* _Instructions for the task_
Which lines of the entries below hold the word "positions"? Report each of them.
━━ Extracted information ━━
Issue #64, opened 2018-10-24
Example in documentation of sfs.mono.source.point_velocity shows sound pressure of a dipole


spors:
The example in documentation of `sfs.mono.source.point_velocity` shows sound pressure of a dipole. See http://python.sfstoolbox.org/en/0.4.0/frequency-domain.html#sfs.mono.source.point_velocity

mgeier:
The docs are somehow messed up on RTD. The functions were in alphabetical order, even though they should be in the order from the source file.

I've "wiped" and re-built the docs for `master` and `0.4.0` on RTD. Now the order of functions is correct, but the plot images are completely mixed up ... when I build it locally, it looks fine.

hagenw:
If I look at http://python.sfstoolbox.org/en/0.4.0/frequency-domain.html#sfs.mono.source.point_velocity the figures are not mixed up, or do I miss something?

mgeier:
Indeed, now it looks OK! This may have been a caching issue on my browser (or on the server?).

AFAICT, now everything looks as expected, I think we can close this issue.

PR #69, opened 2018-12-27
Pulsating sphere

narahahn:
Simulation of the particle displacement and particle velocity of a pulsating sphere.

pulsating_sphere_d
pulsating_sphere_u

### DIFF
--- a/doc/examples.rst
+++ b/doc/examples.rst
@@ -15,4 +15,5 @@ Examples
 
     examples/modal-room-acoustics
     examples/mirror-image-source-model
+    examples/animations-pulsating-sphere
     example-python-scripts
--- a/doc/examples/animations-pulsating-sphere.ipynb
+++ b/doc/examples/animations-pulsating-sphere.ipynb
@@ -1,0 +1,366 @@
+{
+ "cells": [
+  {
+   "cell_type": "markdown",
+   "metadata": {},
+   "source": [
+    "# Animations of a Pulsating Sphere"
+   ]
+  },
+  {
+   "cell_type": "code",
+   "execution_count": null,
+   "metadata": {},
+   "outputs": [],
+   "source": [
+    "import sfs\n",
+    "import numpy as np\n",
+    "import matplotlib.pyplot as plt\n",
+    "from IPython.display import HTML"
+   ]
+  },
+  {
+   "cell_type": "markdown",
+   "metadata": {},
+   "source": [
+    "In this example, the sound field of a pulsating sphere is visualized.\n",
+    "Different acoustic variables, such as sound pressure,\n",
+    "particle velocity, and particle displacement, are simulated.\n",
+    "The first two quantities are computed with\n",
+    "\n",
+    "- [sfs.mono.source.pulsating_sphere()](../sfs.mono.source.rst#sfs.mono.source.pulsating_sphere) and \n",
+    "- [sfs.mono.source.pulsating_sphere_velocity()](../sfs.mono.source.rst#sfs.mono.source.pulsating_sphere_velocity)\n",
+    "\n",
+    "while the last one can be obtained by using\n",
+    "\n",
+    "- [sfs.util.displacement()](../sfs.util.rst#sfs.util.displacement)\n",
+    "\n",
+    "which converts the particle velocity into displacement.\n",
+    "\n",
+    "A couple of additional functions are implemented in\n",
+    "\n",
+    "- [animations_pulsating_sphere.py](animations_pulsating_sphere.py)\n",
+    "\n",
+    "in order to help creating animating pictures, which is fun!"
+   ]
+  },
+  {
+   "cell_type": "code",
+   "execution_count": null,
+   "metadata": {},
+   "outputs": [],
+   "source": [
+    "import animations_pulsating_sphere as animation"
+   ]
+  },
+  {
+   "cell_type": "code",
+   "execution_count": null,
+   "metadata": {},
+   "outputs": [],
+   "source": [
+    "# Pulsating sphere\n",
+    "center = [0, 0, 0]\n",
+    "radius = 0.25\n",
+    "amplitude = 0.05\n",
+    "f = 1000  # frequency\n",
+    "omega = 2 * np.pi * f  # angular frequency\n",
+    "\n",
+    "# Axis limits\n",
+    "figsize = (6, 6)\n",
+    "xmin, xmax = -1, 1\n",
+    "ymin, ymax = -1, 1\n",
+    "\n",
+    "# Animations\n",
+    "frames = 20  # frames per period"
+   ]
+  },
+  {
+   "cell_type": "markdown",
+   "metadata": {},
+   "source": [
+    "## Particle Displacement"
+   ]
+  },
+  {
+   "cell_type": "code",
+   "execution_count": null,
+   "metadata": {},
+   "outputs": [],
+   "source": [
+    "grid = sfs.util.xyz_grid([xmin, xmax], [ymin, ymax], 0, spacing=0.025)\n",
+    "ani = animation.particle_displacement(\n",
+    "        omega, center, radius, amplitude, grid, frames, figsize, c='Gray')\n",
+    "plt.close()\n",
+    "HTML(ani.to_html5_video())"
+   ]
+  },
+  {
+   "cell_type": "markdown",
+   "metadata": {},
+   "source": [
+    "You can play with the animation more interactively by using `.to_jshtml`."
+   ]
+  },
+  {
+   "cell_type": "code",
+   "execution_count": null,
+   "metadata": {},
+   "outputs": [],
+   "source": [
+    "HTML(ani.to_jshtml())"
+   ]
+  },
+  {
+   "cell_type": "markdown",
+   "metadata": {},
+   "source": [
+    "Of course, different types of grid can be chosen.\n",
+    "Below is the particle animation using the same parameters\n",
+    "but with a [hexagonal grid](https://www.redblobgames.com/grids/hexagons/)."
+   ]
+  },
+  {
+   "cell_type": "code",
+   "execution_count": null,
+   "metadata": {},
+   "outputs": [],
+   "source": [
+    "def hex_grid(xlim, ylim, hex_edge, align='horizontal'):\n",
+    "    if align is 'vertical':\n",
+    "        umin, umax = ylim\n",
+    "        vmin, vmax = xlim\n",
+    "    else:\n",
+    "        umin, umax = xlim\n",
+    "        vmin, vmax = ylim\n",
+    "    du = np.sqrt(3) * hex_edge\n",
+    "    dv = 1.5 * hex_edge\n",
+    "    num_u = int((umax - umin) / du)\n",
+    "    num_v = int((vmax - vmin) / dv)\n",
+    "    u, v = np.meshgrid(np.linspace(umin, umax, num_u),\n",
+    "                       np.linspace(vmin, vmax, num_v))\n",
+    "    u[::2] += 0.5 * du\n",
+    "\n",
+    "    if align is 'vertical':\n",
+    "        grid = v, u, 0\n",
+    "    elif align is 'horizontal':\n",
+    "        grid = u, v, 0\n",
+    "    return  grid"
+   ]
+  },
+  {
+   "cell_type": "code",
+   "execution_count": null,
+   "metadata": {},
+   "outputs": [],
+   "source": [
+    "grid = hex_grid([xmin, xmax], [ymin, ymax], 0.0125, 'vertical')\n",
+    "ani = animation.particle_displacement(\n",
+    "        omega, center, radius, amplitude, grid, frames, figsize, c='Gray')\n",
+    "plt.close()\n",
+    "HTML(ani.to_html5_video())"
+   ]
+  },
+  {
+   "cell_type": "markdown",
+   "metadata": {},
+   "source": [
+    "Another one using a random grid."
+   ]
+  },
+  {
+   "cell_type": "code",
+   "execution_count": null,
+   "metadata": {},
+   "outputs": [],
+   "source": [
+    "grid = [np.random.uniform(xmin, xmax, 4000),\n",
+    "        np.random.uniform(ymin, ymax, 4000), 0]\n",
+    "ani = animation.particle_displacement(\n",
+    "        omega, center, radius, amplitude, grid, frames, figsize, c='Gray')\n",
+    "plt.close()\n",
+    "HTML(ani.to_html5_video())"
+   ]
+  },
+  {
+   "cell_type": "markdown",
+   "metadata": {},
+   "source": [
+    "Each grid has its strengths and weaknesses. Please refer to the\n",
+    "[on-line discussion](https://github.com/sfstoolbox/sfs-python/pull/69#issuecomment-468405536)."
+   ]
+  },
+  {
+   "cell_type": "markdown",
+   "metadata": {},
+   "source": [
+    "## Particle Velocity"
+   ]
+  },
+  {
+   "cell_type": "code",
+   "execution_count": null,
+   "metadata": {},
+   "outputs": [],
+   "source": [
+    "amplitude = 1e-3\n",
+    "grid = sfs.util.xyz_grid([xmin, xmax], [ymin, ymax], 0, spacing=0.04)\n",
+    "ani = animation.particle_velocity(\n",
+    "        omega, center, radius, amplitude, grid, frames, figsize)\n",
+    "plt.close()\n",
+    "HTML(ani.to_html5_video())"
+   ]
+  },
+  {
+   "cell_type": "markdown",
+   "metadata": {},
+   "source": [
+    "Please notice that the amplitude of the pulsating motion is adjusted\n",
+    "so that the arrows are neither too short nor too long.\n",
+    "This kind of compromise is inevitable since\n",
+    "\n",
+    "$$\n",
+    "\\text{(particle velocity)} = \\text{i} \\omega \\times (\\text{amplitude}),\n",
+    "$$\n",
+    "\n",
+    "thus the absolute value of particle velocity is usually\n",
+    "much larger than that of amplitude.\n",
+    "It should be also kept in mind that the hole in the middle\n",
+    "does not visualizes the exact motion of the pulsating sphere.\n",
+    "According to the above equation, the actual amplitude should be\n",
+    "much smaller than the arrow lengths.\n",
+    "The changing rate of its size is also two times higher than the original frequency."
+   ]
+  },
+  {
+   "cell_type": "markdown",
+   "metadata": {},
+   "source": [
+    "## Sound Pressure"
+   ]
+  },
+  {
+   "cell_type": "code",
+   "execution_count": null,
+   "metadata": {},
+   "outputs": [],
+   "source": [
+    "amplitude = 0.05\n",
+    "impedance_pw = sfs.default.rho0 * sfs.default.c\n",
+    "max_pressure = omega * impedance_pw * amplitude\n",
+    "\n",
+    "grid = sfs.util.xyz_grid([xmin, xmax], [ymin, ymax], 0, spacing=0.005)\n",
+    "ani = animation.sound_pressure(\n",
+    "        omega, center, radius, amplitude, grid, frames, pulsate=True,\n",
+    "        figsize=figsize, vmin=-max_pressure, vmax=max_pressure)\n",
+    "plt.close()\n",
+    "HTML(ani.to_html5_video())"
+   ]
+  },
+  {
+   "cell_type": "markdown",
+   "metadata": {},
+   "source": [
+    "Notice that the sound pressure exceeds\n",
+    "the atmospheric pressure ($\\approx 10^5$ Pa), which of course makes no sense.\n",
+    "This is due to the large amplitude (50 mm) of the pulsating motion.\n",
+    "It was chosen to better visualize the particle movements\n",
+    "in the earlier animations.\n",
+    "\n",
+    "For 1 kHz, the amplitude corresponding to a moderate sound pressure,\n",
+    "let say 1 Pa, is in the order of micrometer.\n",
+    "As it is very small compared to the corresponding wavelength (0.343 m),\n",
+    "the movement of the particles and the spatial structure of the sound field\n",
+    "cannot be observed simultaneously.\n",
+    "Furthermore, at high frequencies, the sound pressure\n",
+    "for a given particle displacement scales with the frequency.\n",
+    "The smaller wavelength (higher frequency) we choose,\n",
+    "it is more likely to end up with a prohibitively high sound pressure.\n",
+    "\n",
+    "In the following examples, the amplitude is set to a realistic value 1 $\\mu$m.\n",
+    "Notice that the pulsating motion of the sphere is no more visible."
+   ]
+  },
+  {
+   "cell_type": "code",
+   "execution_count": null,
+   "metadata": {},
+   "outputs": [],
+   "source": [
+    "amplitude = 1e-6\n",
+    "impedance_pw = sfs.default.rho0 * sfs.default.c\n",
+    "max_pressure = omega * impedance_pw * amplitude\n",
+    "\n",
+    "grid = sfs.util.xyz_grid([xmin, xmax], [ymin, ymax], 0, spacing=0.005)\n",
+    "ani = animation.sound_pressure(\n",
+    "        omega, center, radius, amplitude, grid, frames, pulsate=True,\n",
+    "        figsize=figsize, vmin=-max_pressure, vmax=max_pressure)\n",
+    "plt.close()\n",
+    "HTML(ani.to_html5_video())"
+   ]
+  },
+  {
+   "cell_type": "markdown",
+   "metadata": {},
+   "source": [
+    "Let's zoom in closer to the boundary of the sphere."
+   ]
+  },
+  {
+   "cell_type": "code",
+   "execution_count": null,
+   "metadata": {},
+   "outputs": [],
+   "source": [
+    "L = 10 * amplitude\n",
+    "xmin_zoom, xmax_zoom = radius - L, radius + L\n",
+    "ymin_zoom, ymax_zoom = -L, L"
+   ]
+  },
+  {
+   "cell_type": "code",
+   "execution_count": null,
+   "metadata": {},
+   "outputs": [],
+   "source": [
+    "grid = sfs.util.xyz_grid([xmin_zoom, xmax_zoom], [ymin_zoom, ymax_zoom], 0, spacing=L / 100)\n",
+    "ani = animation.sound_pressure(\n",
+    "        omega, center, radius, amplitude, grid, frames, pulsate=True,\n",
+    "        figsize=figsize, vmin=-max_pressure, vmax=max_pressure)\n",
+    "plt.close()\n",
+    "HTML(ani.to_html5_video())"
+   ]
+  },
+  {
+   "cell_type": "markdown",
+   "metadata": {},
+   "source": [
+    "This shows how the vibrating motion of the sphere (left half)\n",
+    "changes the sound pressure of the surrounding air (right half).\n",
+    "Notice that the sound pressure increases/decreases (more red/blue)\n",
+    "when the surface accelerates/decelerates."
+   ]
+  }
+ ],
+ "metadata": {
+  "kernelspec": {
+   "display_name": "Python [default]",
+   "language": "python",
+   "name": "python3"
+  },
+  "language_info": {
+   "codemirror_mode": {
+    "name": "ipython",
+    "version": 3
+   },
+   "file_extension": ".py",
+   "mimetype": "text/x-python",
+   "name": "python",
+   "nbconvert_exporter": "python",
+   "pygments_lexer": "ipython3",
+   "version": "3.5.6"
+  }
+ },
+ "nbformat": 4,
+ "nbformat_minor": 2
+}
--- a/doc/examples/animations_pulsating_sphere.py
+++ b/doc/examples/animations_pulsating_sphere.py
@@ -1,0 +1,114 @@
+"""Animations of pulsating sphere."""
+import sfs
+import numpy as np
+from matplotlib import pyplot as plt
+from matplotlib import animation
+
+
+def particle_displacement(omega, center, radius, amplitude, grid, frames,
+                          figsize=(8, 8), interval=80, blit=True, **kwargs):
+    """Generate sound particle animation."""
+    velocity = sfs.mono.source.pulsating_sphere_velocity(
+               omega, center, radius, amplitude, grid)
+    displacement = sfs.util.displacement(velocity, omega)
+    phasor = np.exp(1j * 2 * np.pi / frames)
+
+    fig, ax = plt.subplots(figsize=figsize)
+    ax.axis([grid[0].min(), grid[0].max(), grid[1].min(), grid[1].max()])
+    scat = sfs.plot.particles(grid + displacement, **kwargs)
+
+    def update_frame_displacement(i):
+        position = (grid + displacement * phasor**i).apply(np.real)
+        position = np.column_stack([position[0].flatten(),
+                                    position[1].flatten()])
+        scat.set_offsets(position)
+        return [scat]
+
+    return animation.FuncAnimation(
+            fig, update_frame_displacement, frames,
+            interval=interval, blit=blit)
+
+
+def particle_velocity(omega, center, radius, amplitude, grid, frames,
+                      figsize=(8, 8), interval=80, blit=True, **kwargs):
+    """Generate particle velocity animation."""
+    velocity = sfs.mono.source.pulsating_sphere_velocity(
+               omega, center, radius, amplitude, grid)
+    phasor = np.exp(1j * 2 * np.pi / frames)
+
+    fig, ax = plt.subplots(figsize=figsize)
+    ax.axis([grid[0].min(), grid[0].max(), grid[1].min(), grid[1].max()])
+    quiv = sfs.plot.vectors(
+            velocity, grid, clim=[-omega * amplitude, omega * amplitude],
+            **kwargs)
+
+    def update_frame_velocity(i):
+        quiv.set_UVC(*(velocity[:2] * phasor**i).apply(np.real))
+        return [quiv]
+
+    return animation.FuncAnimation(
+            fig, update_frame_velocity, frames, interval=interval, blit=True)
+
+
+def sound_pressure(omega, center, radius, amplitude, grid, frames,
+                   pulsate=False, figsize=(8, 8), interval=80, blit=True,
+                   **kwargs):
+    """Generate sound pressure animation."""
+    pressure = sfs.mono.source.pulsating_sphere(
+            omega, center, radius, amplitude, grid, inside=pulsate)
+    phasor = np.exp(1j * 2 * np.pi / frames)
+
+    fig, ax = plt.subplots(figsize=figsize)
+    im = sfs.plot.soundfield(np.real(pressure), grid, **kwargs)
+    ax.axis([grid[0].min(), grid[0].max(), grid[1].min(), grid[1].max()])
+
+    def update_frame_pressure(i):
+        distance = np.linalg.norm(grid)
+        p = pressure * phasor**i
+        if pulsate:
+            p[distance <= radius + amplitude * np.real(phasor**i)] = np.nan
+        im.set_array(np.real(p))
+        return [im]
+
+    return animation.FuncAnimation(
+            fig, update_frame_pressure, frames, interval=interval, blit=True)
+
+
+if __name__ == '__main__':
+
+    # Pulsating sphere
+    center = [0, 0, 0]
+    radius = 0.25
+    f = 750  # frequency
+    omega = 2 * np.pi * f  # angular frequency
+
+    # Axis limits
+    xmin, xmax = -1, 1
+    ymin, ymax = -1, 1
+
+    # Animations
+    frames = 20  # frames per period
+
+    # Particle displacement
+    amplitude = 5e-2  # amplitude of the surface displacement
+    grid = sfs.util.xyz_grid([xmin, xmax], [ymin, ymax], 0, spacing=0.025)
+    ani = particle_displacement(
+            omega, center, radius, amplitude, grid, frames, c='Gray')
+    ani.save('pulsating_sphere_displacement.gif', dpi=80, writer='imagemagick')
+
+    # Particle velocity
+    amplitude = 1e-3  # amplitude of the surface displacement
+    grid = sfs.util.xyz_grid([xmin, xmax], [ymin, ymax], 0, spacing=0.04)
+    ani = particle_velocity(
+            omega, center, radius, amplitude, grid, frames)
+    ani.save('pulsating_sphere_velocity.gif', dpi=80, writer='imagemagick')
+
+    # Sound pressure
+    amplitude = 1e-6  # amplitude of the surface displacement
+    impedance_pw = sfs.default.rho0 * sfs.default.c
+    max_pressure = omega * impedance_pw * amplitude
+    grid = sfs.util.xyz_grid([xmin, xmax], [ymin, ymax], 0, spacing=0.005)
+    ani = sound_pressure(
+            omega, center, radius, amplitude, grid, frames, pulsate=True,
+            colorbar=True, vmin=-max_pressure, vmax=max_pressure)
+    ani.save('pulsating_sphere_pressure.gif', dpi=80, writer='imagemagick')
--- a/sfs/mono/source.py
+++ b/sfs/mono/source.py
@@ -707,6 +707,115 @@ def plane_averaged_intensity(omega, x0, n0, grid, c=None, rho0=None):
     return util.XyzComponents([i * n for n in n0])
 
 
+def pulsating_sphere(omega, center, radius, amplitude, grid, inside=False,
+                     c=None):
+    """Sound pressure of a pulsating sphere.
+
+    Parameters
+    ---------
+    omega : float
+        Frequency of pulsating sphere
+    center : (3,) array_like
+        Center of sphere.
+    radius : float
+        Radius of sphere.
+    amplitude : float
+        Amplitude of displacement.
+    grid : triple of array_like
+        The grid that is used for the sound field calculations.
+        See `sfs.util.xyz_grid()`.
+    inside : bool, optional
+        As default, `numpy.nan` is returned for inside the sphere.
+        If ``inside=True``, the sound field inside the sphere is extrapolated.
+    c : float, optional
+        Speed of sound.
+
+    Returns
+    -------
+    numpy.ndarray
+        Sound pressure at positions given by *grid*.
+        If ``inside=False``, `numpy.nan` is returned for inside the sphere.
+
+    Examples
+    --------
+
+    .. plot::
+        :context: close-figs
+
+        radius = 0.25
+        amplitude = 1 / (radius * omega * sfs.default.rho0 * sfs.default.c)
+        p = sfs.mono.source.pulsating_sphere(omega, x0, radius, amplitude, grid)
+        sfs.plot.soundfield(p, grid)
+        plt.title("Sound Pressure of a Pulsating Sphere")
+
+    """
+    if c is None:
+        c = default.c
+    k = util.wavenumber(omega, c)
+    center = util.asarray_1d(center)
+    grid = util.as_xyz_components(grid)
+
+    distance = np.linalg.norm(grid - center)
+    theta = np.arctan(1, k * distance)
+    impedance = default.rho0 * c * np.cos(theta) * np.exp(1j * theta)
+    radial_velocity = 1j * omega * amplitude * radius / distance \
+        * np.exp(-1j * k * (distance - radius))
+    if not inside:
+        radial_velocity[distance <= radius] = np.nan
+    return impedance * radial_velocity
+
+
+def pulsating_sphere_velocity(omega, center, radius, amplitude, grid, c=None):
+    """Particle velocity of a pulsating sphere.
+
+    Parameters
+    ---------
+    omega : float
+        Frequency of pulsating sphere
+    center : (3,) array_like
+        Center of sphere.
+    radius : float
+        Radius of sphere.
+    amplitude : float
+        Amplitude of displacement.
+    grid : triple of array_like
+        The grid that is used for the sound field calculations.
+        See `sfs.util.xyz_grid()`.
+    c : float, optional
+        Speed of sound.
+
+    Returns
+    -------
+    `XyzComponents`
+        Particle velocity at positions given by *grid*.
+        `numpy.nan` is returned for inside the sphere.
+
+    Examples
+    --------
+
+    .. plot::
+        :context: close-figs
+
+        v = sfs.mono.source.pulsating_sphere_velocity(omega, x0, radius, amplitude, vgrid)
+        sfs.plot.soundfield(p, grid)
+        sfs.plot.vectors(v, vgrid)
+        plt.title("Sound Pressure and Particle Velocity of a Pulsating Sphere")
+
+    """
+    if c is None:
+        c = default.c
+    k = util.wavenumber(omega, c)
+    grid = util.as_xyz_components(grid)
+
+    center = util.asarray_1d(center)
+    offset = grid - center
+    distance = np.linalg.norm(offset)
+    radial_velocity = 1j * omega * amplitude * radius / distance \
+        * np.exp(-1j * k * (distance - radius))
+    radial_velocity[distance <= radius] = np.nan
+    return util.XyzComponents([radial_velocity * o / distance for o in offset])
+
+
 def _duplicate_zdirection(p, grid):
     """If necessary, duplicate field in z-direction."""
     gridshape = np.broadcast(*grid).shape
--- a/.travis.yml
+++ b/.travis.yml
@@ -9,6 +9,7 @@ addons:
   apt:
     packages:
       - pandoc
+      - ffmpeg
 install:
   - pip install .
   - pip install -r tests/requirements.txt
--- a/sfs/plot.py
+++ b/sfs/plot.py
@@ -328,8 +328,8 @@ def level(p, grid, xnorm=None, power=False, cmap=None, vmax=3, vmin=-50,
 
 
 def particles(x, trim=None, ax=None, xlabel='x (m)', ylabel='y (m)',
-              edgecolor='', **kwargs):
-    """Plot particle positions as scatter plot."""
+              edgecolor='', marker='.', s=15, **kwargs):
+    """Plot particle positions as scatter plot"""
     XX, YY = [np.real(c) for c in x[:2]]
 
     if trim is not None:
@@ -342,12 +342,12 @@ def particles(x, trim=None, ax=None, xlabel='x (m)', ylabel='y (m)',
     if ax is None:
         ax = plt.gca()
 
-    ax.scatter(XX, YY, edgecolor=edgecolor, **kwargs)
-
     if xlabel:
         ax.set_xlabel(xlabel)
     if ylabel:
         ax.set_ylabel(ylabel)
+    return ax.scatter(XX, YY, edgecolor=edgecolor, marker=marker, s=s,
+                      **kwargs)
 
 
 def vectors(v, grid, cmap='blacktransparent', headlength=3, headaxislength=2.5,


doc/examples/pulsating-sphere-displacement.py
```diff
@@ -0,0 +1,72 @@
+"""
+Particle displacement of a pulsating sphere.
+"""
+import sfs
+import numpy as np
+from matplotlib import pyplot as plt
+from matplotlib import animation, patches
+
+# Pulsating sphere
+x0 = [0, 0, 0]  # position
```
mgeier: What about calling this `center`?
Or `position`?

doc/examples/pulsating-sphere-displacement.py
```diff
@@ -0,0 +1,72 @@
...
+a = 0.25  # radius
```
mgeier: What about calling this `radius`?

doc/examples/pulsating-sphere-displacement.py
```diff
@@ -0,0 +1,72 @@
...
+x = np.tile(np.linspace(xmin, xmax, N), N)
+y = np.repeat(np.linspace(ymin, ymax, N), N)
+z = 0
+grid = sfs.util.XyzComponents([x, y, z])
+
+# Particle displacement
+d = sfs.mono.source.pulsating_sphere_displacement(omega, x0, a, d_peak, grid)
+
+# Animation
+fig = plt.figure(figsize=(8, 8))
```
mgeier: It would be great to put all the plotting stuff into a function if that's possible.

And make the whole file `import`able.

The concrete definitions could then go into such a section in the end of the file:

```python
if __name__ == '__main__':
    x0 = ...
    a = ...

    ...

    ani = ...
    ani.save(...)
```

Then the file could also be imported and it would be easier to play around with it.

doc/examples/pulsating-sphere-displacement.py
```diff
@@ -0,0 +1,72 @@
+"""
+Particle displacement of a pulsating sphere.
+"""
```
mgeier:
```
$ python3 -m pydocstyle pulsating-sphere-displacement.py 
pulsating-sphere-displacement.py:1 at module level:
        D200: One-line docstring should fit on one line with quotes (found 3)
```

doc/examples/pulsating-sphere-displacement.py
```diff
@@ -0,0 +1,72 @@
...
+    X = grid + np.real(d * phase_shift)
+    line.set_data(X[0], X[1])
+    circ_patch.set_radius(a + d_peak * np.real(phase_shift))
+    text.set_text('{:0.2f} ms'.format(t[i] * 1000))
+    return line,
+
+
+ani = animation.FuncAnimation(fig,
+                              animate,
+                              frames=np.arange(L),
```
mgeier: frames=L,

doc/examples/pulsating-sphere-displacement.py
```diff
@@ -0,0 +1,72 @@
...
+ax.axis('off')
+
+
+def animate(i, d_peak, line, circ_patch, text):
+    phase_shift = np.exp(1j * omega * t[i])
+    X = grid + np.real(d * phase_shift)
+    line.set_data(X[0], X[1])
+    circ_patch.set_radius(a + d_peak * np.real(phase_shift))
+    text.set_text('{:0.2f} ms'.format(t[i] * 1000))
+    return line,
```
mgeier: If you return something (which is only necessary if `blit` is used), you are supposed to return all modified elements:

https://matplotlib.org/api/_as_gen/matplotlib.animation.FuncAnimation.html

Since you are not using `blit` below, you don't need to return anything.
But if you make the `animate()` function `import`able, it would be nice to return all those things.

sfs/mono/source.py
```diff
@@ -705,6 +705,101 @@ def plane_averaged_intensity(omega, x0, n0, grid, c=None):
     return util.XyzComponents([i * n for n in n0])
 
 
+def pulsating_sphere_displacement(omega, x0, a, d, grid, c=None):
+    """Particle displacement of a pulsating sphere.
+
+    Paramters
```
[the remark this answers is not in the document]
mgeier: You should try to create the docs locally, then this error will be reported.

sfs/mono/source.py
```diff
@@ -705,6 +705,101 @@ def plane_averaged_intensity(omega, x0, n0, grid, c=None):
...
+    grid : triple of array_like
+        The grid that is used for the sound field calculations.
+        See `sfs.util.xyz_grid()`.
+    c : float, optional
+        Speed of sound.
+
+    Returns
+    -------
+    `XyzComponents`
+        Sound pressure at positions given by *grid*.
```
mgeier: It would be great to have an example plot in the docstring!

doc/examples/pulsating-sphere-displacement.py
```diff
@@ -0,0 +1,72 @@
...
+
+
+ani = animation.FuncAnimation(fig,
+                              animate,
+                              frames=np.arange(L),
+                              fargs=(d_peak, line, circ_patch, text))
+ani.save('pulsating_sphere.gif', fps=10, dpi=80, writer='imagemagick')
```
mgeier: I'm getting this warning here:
━━━
* _Task solution_
+        Sound pressure at positions given by *grid*.
+        Particle velocity at positions given by *grid*.
-    """Plot particle positions as scatter plot."""
+    """Plot particle positions as scatter plot"""
+        Sound pressure at positions given by *grid*.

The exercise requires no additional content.